Melton L J, O'Fallon W M, Riggs B L
Department of Medical Statistics and Epidemiology, Mayo Clinic, Rochester, Minnesota 55905.
Calcif Tissue Int. 1987 Aug;41(2):57-64. doi: 10.1007/BF02555245.
To explore possible changes in proximal femur (hip) fracture incidence over time, an earlier study among Rochester, Minnesota residents for 1928-1977 was updated through 1982. Reanalysis of data demonstrated rising age-adjusted rates for men over this time. Crude rates rose for women as well, but age adjusted rates leveled off in the mid-1950s, as did overall rates, since the majority of hip fractures were in women. Secular trends were primarily due to changes in the incidence of initial hip fractures associated with moderate trauma, the sort usually attributed to osteoporosis. No differences were noted in trends for cervical vs. intertrochanteric femur fractures; and, excluding the low values for 1928-1942, no significant trends were noted for women within various age groups. Our results for women conflict with estimates from a number of other studies, but these differences may provide a basis for hypothesis development.

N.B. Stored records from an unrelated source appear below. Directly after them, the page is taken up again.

PR #5376, opened 2020-08-11
feat(v5): Set ColOrder types to max 5

kyletsang:
https://v5.getbootstrap.com/docs/5.0/migration/#utilities

> Decreased the number of responsive order utilities per breakpoint. The highest order utility with a number now is .order-5 instead of .order-12.

This PR just changes the TS types to restrict string numbers to max 5

### DIFF
--- a/src/Col.tsx
+++ b/src/Col.tsx
@@ -23,7 +23,8 @@ type NumberAttr =
   | '11'
   | '12';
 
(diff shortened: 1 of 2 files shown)


taion:
perhaps we want another type alias for the valid order values?

kyletsang:
> 
> 
> perhaps we want another type alias for the valid order values?

Not sure I understand.  Something in addition to `ColOrder`?

taion:
i mean something like `NumberAttr`

PR #5387, opened 2020-08-18
docs: Fix small typo in Dropdown documentation

mflores88:
Changed  'a' to 'of'. It reads a bit nicier and I think it's gramatically correct.

Before:
` but it's very specific to a certain kind a menu. <ARIA /> menus, must`

After:
` but it's very specific to a certain kind of menu. <ARIA /> menus, must`


jquense:
thanks!

PR #5345, opened 2020-07-30
v5: Update Badge classes

thakkaryash94:
[ x ] Change .badge-variant class to .bg-variant
[ x ] Change .badge-pill class to .rounded-pill

Link: https://github.com/react-bootstrap/react-bootstrap/projects/2#card-42008293

PR #5389, opened 2020-08-19
v5: Update Badge classes

thakkaryash94:
[ x ] Change .badge-variant class to .bg-variant
[ x ] Change .badge-pill class to .rounded-pill

Link: https://github.com/react-bootstrap/react-bootstrap/projects/2#card-42008293

New request from: https://github.com/react-bootstrap/react-bootstrap/pull/5345

### DIFF
--- a/src/Badge.tsx
+++ b/src/Badge.tsx
@@ -4,11 +4,12 @@ import React from 'react';
 
 import { useBootstrapPrefix } from './ThemeProvider';
 import { BsPrefixProps, BsPrefixRefForwardingComponent } from './helpers';
-import { Variant } from './types';
+import { Color, Variant } from './types';
 
 export interface BadgeProps extends BsPrefixProps {
-  variant?: Variant;
+  bg?: Variant;
   pill?: boolean;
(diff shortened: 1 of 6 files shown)


kyletsang:
Since all of these badge changes are now using util classes (border, bg color, text color), I'm thinking we should address this after #5373 is done.

@bpas247 what do you think?

bpas247:
> Since all of these badge changes are now using util classes (border, bg color, text color), I'm thinking we should address this after #5373 is done.

Hmm, that's a tough call since that PR isn't going to be done for awhile 🤔 not sure if I want this to be blocked for that long.

Maybe we could merge this (pending approval) and we'll just rebase in #5373 accordingly?

Worst-case scenario some (or all) of the work that's done here will get deprecated later on 😛

jquense:
ya lets merge this in, if we have larger changes that affect this later no big deal 👍

thakkaryash94:
Thank you everyone for your support

bpas247:
Absolutely 😄 thank you for contributing!

PR #5392, opened 2020-08-20
pass {props.children} via ...props in DropdownToggle.tsx

artcg:
it is better practice to include props.children directly to the component here (?) I can't think of a reason why it is passed separately like this...


artcg:
(Note this style matches the style in ./DropdownMenu.tsx so they should at least be consistent regardless of which style is preferred)

PR #5402, opened 2020-08-24
Add Yarn command to introduction page.

Zandor300:
For convenience sake.


jquense:
I believe we've generally left off these sort of duplications. It can be confusing for folks who don't know much about JS package management and just use what comes with node. On the other hand for folks that do use yarn, they likely know how to translate `npm` commands having decided to use the "not default"

kyletsang:
Closing as per above comment

PR #5416, opened 2020-09-02
Fix popover arrow misaligned when class is prefixed

juangl:
I'm facing a bug where the popover arrow isn't properly aligned with the overlay target when using prefixed classes. I'm solving the problem in user-space. Just took a moment to create a PR in case that this feels like a proper fix.
<div align="center">Screen Shot 2020-09-01 at 22 01 00</div>


jquense:
nice thanks!

kyletsang:
Any clean way we can extend this fix for those that pass in `bsPrefix` directly @jquense?

jquense:
Ah, hmm I don't think so. Not neatly anyway.

kyletsang (approved):

PR #739, opened 2026-07-09
docs(adr): record embedder-attribution spike resolution in ADR-103

oceanwaves630:
Records the resolution of ADR-103 open question 1 (per-actor embedder-CPU attribution): verdict NOT-CAPTURED, with the three measured facts as rationale — inline-on-polling-thread inference, process-wide-only CPU capture that over-attributes with concurrent occupancy, and task thread-migration across awaits. cost_unit weights finalize as deterministic op-class weights per the section's anticipated fallback.

Docs-only amendment; no code changes.


ohdearquant (approved):
APPROVE (Leo gate). Amendment matches the spike verdict I accepted: three measured facts (inline encode_batch — no thread escape; no per-thread CPU capture anywhere, only process-wide getrusage; ~2x over-attribution under 2-worker concurrency + thread migration across await breaking any wider bracket) and the deterministic op-class-weights consequence recorded where the open question lived. Docs-only, scope clean.

PR #740, opened 2026-07-09
docs(adr): ADR-104 profile posteriors in the recall read path

oceanwaves630:
New decision ADR for the recall-quality program. The brain pack accumulates per-profile Beta posteriors and the memory pack implements the tunable projection surface, but nothing serves them: recall rankings are identical across profiles, and per-entity posteriors never reach scoring.

ADR-104 closes the loop per-request at serve time — no global mutation, no background loop:

1. Serve-time projection of profile posterior weights (pure-function use of the existing PackTunable path)
2. Bounded per-entity posterior term: rank_score ×= clamp(1 + w_ent·(mean − 0.5), 0.85, 1.15), neutral without evidence
3. include_breakdown gains profile_component + entity_posterior_mean per hit
4. Optional profile_id resolve-override on memory.recall for profile A/B evaluation
5. KG-entity-anchored candidate extraction (precision-safe lowercase/CJK coverage the free-text path cannot deliver)

Staged landing A/B/C with per-stage gates. Spec-gated: awaiting sign-off before any dependent implementation.

### DIFF
--- a/docs/adr/ADR-104-posterior-serving-recall.md
+++ b/docs/adr/ADR-104-posterior-serving-recall.md
@@ -1,6 +1,6 @@
 # ADR-104: Profile Posteriors in the Recall Read Path
 
-**Status**: Proposed
+**Status**: Accepted (signed 2026-07-08, with riders R1 and R2 below)
 **Date**: 2026-07-08
 **Depends on**: ADR-021 (memory pack), ADR-081 (serve ledger + profile stamping), ADR-033
 (recall scoring), issue #159 (brain-tunable parameter surface)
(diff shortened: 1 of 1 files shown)


ohdearquant (approved):
SPEC-GATE: SIGNED (Leo, Fable seat). Scope matches the approved direction exactly — five components, nothing smuggled in. What earns the signature: serve-time projection as a pure function (no apply_config mutation, no phantom loop, and brain.activate's description finally matches its handler); the per-entity term is bounded by construction (clamp ±15%, neutral at uninformative prior so unfeedbacked memories are untouched); staged landing with a falsifiable gate per stage; the three open questions are honest and correctly deferred to eval evidence. On open question 2: keep NO ESS floor for Stage B as drafted — a ≥2-observation floor would defeat B's own acceptance test (one useful signal must visibly lift rank); add the floor only if evals show single-signal noise.

Two riders, binding at implementation PRs:

R1 (Stage C): the CJK/lowercase entity-anchored leg must document its lookup strategy and cost bound in the Stage C PR — index-backed token/bigram lookup, and for unsegmented CJK an explicitly bounded scan (state the bound), never an unbounded per-recall scan over entity names.

R2 (Stage A): the "negligible overhead" expectation becomes a measured number in the Stage A PR (per-recall latency with vs without the profile-state read), not an assertion; B does not land until that number is in the record.

Merge the docs PR; staged implementation may proceed A→B→C per the gates written in the ADR.

PR #742, opened 2026-07-09
fix(brain): default brain.resolve actor from the caller's dispatch identity (#741)

### LINKED ISSUE #741: brain.resolve does not default actor from the caller's dispatch identity
## Problem

`brain.resolve` is the only resolution surface that ignores the caller's identity: `handle_resolve` (khive-pack-brain/src/handlers.rs) deserializes an optional `actor` param but receives no `NamespaceToken`, so an omitted `actor` resolves as the wildcard caller. A seat with an explicit actor binding calling `brain.resolve(consumer_kind="recall")` gets `matched_binding: false` + the balanced fallback — while the same seat's `memory.recall` (post-#708) correctly resolves and stamps its bound profile.

This makes the introspection verb lie about what the serve path does: the operator diagnostic disagrees with live serving behavior.

## Evidence (live, 2026-07-08)

From a seat with an active `actor=<seat>` / `consumer_kind=recall` binding:
- `brain.resolve(consumer_kind="recall", actor="<seat>")` → `matched_binding: true`, bound profile ✔
- `brain.resolve(consumer_kind="recall")` → `matched_binding: false`, `balanced-recall-v1` ✘ (should default to the caller)
- `memory.recall` through the same MCP dispatch → `served_by_profile_id: <bound profile>` ✔

## Fix

`handle_resolve` gains the dispatch `NamespaceToken`; when the `actor` param is omitted, default to `token.actor().binding_id()` (same rule as the serve path — anonymous callers stay `None` and never match explicit bindings, #708 invariant). Explicit `actor` param continues to win (evaluation tooling needs to query other identities).

Regression test: a bound actor's no-arg `brain.resolve(consumer_kind="recall")` through the dispatch path must return its bound profile with `matched_binding: true`.

## Related
- #699 fixed the feedback path (was hardcoding balanced fallback)
- #708 fixed the recall serve path (anonymous never matches explicit bindings)
- Historical note: profile event counts show heavy pooling on `balanced-recall-v1` accrued before #699/#708 landed (2026-07-07); that is pre-fix data, not a live defect.

oceanwaves630:
Closes #741.

## What

`brain.resolve` was the only resolution surface that ignored the caller's identity: `handle_resolve` received no dispatch token, so an omitted `actor` param resolved as the wildcard caller — a seat with an active actor binding got `matched_binding: false` + the balanced fallback from the introspection verb while its live `memory.recall` (post-#708) correctly stamped the bound profile. The diagnostic disagreed with production, which poisons exactly the audit path that caught this.

## Fix

`handle_resolve` now takes the dispatch `NamespaceToken`; an omitted `actor` defaults to `token.actor().binding_id()` — the same rule as the serve path. Anonymous callers stay `None` and match only wildcard bindings (#708 invariant). An explicit `actor` param wins so evaluation tooling can query other identities.

## Riders (description truthfulness, same crate)

- `brain.activate` description no longer claims a "live update loop" (none exists; serving reads profile state per-request, per ADR-104).
- `brain.reset` description + `exploration_epoch` field doc now state it is a reset counter and nothing else; the `reset_epoch` rename is deferred to the posterior-serving lane as a versioned output-shape change.

## Tests

3 new integration tests (`tests/resolve_actor.rs`): bound caller's no-arg resolve matches its binding end-to-end through pack dispatch; explicit `actor` param overrides dispatch identity; anonymous caller never matches an explicit binding.

Gates: `cargo fmt --check`, `clippy -p khive-pack-brain -p khive-brain-core --all-targets -- -D warnings`, `cargo test -p khive-pack-brain -p khive-brain-core` — all exit 0.


ohdearquant (approved):
Diff read in full. Token threaded into handle_resolve, omitted actor defaults to dispatch identity via binding_id() (anonymous stays None — the explicit anonymous-vs-'local' regression test is exactly the right guard for the #708 invariant), explicit param wins. exploration_epoch/activate/reset descriptions now match reality per the agreed plan. My kv repro is regression test 1. Approved.

PR #743, opened 2026-07-09
feat(memory): serve-time profile projection in recall (ADR-104 Stage A)

oceanwaves630:
Implements ADR-104 Stage A (components 1, 3, 4). Component 2 (per-entity posterior term) is Stage B and is deliberately absent.

## What

- **Serve-time projection (§1)**: `memory.recall` resolves the serving profile once, pre-scoring (same value later stamped as `served_by_profile_id` and ledgered — the projection and the stamp cannot drift apart). The profile's `BalancedRecallState` is projected through `PackTunable::project_config` as a pure function onto this request's scoring weights. No `apply_config`, no config mutation, no background loop. Unresolvable profile or state-read failure degrades to configured defaults with a WARN; never fails the recall.
- **`profile_id` override (§4)**: optional request param short-circuits binding resolution; the named profile serves, stamps, and ledgers identically. Unknown/invalid id is a hard per-op error, not a silent fallback.
- **Breakdown fields (§3)**: `include_breakdown=true` responses gain `profile_component` (projected-vs-default score ratio per hit; 1.0 when no profile served; costs a second `calculate_score` only on verbose responses) and `entity_posterior_mean` (read-only; absent without evidence; asserted NOT to affect ranking in Stage A).
- Regression guard: a test proves the profile that projects weights is the one `brain.bind` resolves through the actor-scoped dispatch path (#699/#708), so a resolution regression fails Stage A acceptance instead of hiding behind the override.

## R2 measured overhead (binding sign-off rider)

Same corpus + query, N=150 iterations per arm (`adr104_r2` ignored bench test):

```
without profile-state read: median=8357.0us  p95=16615.0us
with profile-state read:    median=8440.0us  p95=16847.0us
delta:                      median=  83.0us  p95=  232.0us
```

Median per-recall overhead of the profile-state read is **~83µs (~1%)** — negligible as the ADR predicted. This number is the Stage B unblock record.

## Tests

7 new (6 correctness + 1 `#[ignore]` R2 bench): profile-differentiated ranking (two profiles → different orderings, fails if projection is removed), no-profile path byte-identical to defaults, override stamping + ledger + invalid-id error, breakdown neutrality/presence/rank-inertness, determinism, and the end-to-end binding-resolution guard.

Gates: `cargo fmt --check`, `clippy -p khive-pack-memory --all-targets -- -D warnings`, `cargo test -p khive-pack-memory` (203 lib + 82 integration) — all exit 0, re-verified independently after implementation.

### DIFF
--- a/crates/khive-pack-memory/src/config.rs
+++ b/crates/khive-pack-memory/src/config.rs
@@ -521,6 +521,18 @@ pub struct ScoreBreakdown {
     pub temporal: f64,
     /// Weighted contributions summing to the total score.
     pub weighted: WeightedContributions,
+    /// ADR-104 §3: multiplicative contribution of serve-time profile-weight
+    /// projection relative to configured-default weights for this hit —
+    /// `score_with_projected_weights / score_with_default_weights`. `1.0`
+    /// when no profile served the request (component 1 never ran) or the
+    /// default-weight score is ~0 (div-by-zero guard).
+    pub profile_component: f64,
+    /// ADR-104 §3: the serving profile's per-entity Beta posterior mean for
+    /// this hit's UUID. `None` when no profile served the request, or the
+    /// profile holds no posterior for this UUID beyond the uninformative
+    /// prior. Reported only — Stage A does not let this affect ranking
+    /// (the per-entity multiplicative term is component 2, Stage B).
+    pub entity_posterior_mean: Option<f64>,
 }
 
 impl ScoreBreakdown {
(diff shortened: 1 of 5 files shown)


ohdearquant (approved):
Stage A verified at content level: projection is a pure per-request function (scoring_cfg is a request-local clone of cfg.scoring; default path guarded byte-identical with-or-without brain pack), the ranking-flip test proves the projection is load-bearing for ordering, profile_id override errors hard on unknown ids, and entity_posterior_mean stays read-only (Stage B not smuggled in). R2 rider satisfied: +83us median / +232us p95, N=150 both arms, in the PR record — Stage B is unblocked per ADR-104's gate. Approved.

为探究股骨近端(髋部)骨折发病率随时间的可能变化,一项针对明尼苏达州罗切斯特市居民1928 - 1977年情况的早期研究更新至1982年。对数据的重新分析表明,在此期间男性年龄调整发病率呈上升趋势。女性的粗发病率也有所上升,但年龄调整发病率在20世纪50年代中期趋于平稳,总体发病率也是如此,因为大多数髋部骨折发生在女性身上。长期趋势主要归因于与中度创伤相关的初始髋部骨折发病率的变化,这种创伤通常归因于骨质疏松症。在颈椎与转子间股骨骨折的趋势方面未发现差异;并且,排除1928 - 1942年的低值,各年龄组女性未发现显著趋势。我们关于女性的研究结果与其他一些研究的估计结果相冲突,但这些差异可能为假设的提出提供依据。